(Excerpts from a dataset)
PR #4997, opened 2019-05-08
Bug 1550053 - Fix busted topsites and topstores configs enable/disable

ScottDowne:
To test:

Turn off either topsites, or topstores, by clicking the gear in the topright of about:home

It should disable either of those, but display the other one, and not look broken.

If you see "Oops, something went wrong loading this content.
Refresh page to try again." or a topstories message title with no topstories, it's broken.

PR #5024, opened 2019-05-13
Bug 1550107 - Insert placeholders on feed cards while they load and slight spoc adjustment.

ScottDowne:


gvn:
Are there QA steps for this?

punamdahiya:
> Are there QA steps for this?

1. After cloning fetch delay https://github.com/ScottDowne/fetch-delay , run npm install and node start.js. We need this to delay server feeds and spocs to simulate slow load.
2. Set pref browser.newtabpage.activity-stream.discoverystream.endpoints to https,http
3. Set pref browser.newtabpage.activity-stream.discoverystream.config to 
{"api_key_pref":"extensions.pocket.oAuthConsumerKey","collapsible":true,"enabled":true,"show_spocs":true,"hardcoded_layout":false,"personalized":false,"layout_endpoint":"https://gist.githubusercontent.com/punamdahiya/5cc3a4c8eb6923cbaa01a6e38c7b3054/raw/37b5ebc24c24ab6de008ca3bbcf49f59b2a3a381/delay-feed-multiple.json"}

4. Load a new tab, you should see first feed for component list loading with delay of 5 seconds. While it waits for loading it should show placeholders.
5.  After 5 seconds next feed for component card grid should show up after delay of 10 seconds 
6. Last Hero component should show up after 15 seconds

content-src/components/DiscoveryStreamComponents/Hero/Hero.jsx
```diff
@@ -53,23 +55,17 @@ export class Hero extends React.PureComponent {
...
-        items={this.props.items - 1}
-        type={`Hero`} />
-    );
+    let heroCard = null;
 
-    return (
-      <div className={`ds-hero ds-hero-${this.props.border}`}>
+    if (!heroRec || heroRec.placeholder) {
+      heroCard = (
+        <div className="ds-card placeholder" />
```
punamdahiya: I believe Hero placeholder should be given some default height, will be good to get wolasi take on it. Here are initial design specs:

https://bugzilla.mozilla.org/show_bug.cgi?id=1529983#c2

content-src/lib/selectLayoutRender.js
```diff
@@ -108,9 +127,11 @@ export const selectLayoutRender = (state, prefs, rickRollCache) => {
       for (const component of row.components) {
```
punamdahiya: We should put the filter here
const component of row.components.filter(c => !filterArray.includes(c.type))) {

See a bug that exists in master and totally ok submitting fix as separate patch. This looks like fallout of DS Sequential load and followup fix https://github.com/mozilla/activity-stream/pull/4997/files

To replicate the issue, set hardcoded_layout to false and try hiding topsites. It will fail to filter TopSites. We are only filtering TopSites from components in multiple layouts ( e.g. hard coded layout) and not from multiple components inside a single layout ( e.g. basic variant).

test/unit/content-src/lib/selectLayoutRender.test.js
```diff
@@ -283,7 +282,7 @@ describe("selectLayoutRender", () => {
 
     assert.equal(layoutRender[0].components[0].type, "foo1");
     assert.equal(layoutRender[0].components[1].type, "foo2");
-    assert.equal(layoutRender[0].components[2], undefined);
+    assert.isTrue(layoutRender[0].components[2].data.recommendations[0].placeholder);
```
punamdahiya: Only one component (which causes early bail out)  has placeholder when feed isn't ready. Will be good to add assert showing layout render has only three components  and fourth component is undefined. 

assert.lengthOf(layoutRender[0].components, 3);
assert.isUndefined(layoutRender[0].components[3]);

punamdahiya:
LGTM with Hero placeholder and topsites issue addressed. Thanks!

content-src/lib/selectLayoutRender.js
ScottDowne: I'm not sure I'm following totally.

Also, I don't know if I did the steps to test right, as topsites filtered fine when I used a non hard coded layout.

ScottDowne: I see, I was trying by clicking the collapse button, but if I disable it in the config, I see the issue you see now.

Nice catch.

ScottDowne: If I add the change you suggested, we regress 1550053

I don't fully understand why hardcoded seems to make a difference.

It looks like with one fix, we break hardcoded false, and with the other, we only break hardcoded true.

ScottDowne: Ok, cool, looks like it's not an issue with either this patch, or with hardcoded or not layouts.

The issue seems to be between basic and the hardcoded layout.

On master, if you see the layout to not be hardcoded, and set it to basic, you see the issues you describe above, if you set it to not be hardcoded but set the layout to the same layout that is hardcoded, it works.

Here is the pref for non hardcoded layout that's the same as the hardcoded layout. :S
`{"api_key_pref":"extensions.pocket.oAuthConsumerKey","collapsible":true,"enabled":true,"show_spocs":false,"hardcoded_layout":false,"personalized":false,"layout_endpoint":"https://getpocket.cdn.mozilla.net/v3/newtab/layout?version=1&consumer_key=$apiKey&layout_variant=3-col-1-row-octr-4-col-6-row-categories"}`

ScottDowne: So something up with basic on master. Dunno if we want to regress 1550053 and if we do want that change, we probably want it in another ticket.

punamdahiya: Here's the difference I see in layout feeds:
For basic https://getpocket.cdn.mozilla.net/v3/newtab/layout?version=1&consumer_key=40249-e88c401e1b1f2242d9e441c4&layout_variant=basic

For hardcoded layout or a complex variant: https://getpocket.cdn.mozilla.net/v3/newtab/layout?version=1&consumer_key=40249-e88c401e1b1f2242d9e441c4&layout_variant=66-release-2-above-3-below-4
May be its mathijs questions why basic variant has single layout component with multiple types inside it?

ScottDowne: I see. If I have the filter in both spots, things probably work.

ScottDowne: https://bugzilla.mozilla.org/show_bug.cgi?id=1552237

**EXERCISE PROMPT:**
What are the lines of the data above that include the string "browser"? Copy them.

**EXERCISE RESPONSE:**
2. Set pref browser.newtabpage.activity-stream.discoverystream.endpoints to https,http
3. Set pref browser.newtabpage.activity-stream.discoverystream.config to 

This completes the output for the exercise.